🚀 Malayalam Text-to-Speech
This repository offers the Swaram (mal) text-to-speech (TTS) model checkpoint, enabling the conversion of Malayalam text into natural - sounding speech.
🚀 Quick Start
First, install the necessary libraries:
pip install --upgrade transformers accelerate
Then, run inference with the following code - snippet:
from transformers import VitsModel, AutoTokenizer
import torch
model = VitsModel.from_pretrained("aoxo/swaram")
tokenizer = AutoTokenizer.from_pretrained("aoxo/swaram")
text = "കള്ളാ കടയാടി മോനെ"
inputs = tokenizer(text, return_tensors="pt")
with torch.no_grad():
output = model(**inputs).waveform
The resulting waveform can be saved as a .wav
file:
import scipy
scipy.io.wavfile.write("kadayadi_mone.wav", rate=model.config.sampling_rate, data=output)
Or displayed in a Jupyter Notebook / Google Colab:
from IPython.display import Audio
Audio(output, rate=model.config.sampling_rate)
✨ Features
- Advanced Speech Synthesis: Swaram (Stochastic Waveform Adaptive Recurrent Autoencoder for Malayalam) is an advanced speech synthesis model that generates speech waveforms based on input text sequences.
- Conditional VAE Architecture: It is based on a conditional variational autoencoder (VAE) architecture, enhancing the quality and flexibility of speech generation.
- Stochastic Duration Predictor: To capture the one - to - many nature of TTS, the model includes a stochastic duration predictor, allowing for varied speech rhythms from the same text input.
📚 Documentation
Model Details
Swaram (Stochastic Waveform Adaptive Recurrent Autoencoder for Malayalam) is an advanced speech synthesis model that generates speech waveforms conditioned on input text sequences. It is based on a conditional variational autoencoder (VAE) architecture.
Swaram's text encoder is built on top of the Wav2Vec2 decoder. A VAE is used as the decoder. A flow - based module predicts spectrogram - based acoustic features, which is composed of the Transformer - based Contextualizer and cascaded dense layers. The spectrogram is then transformed into a speech waveform using a stack of transposed convolutional layers. To capture the one - to - many nature of TTS, where the same text can be spoken in multiple ways, the model also includes a stochastic duration predictor, allowing for varied speech rhythms from the same text input.
Architecture

📦 Installation
pip install --upgrade transformers accelerate
💻 Usage Examples
Basic Usage
from transformers import VitsModel, AutoTokenizer
import torch
model = VitsModel.from_pretrained("aoxo/swaram")

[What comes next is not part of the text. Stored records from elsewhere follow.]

PR #1975, opened 2023-01-14
Feat/support containerd

VinceCui:


cmd/sealer/cmd/cluster/run.go
```diff
@@ -253,9 +253,10 @@ func createNewCluster(imageEngine imageengine.Interface, cf clusterfile.Interfac
 	}
 
 	runtimeConfig := &clusterruntime.RuntimeConfig{
-		Distributor: distributor,
-		ImageEngine: imageEngine,
-		Plugins:     plugins,
+		Distributor:            distributor,
+		ImageEngine:            imageEngine,
+		Plugins:                plugins,
+		ContainerRuntimeConfig: cluster.Spec.ContainerRuntime,
```
kakaZhou719, line 259: could we get ContainerRuntime from image spec(image extension) as default value, using cluster.Spec.ContainerRuntime  to ovewrite it ?

pkg/runtime/kubernetes/join_masters.go
```diff
@@ -102,6 +102,13 @@ func (k *Runtime) joinMasters(newMasters []net.IP, master0 net.IP, kubeadmConfig
 			return err
 		}
 
+		if err = k.infra.CmdAsync(m, "mv /etc/kubernetes/manifests/kube-scheduler.yaml /tmp/ && mv /tmp/kube-scheduler.yaml /etc/kubernetes/manifests/"); err != nil {
```
kakaZhou719, line 105: Can you pls add a description to this code? its hard to understand  -:)

pkg/container-runtime/installer.go
```diff
@@ -44,39 +49,52 @@ type Installer interface {
...
 	CertsDir       string
 	ConfigFilePath string
 }
 
-func NewInstaller(conf Config, driver infradriver.InfraDriver) (Installer, error) {
-	if conf.Type == "docker" {
-		return &DockerInstaller{
+func NewInstaller(conf v2.ContainerRuntimeConfig, driver infradriver.InfraDriver) (Installer, error) {
+	switch conf.Type {
+	case "docker", "":
```
kakaZhou719, line 62: could we make "docker","containerd" as a const ? or make it as a valid map["container runtime type"]struct{}, so if another type not found, we cpuld give more detailed error message.

pkg/container-runtime/installer.go
```diff
@@ -44,39 +49,52 @@ type Installer interface {
...
+		}
+		ret.Info.CgroupDriver = DefaultCgroupDriver
+		if cd, ok := ret.envs[CgroupDriverArg]; ok && cd != nil {
+			ret.Info.CgroupDriver = cd.(string)
+		}
 
-	return nil, fmt.Errorf("please enter the correct container type")
+		return ret, nil
+	default:
+		return nil, fmt.Errorf("please enter the correct container type")
```
kakaZhou719, line 98: return nil, fmt.Errorf("invalid container runtime type" )

cmd/sealer/cmd/cluster/run.go
VinceCui: i think after we add ContainerRuntime info in  image spec, then modify here.

pkg/container-runtime/default.go
```diff
@@ -19,37 +19,47 @@ import (
...
 	return nil
 }
 
-func (d DockerInstaller) GetInfo() (Info, error) {
+func (d *DefaultInstaller) GetInfo() (Info, error) {
 	return d.Info, nil
 }
+
+func (d *DefaultInstaller) getInstallScriptName() string {
+	return fmt.Sprintf("%s.sh", d.Type)
```
kakaZhou719, line 60: if container runtime shell file renamed ,is the corresponding rootfs files also need to renamed ?, how to ensure compatibility for the old sealer image.

VinceCui: Let's make a statement

VinceCui: the cluster image provider should make sure the script for installing container runtime use the same name with container runtime type.

pkg/clusterfile/decoder.go
```diff
@@ -165,29 +165,63 @@ func checkAndFillCluster(cluster *v2.Cluster) error {
...
+	}
+	cluster.Spec.Env = append(cluster.Spec.Env, fmt.Sprintf("%s=%s", common.EnvRegistryPort, portStr))
 	registryURL := net.JoinHostPort(regConfig.Domain, strconv.Itoa(regConfig.Port))
 	if regConfig.Port == 0 {
 		registryURL = regConfig.Domain
 	}
 	cluster.Spec.Env = append(cluster.Spec.Env, fmt.Sprintf("%s=%s", common.EnvRegistryURL, registryURL))
 
+	if cluster.Spec.ContainerRuntime.Type != "" {
+		cluster.Spec.Env = append(cluster.Spec.Env, fmt.Sprintf("%s=%s", common.EnvContainerRuntime, cluster.Spec.ContainerRuntime.Type))
```
starComingup, line 223: @VinceCui I think read container runtime type by clusterfile is a little complex. if user didn't specify CRI in clusterfile, What will happended? Then if user specify a wrong CRI type in clusterfile which different from clusterimage had, what will happeded?
Here is my suggestion: 
now we have `LABEL` in Kubefile, so we can get CRI info from it. When user use offical image, the CRI info will natural included. If CRI info is not specified in Kubefile, we use docker as a default CRI and give user a hint, if CRI info is wrong, we hint the default CRI info and return error for user. 
RFC @Starnop

VinceCui: Thanks for the review. 

The first question, if user didn't specify CRI, the default value now is docker, but it may be changed to containerd in future.

The second question, it is no problem to specify the default container runtime by LABEL in the build phase. This does not conflict with the ability to specify the container runtime at runtime. But consider a scenario, what if the image supports multiple container runtimes? ? At this time, it is necessary to allow users to specify at runtime.

感谢review。
第一个问题，如果置为空，默认为docker，但后面可能会改成默认containerd。
第二个问题，在build阶段里LABEL指定默认的容器运行时是没有问题的，这和运行时可以指定容器运行时也是不冲突的，但是考虑一个场景，如果该镜像支持多个容器运行时呢？此时允许使用者在运行时可以指定就是必要的了。

kakaZhou719 (approved):
LGTM

PR #1985, opened 2023-01-17
fix sealer alpha mount bug

Stevent-fei:
If the image is too small, the container directory will be mounted without being created, so you need to wait for 1s


Starnop (approved):
LGTM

tokenizer = AutoTokenizer.from_pretrained("aoxo/swaram")
text = "കള്ളാ കടയാടി മോനെ"
inputs = tokenizer(text, return_tensors="pt")
with torch.no_grad():
output = model(**inputs).waveform
Saving the Output
import scipy
scipy.io.wavfile.write("kadayadi_mone.wav", rate=model.config.sampling_rate, data=output)
Displaying in Notebook
from IPython.display import Audio
Audio(output, rate=model.config.sampling_rate)
📄 License
The model is licensed as CC - BY - NC 4.0.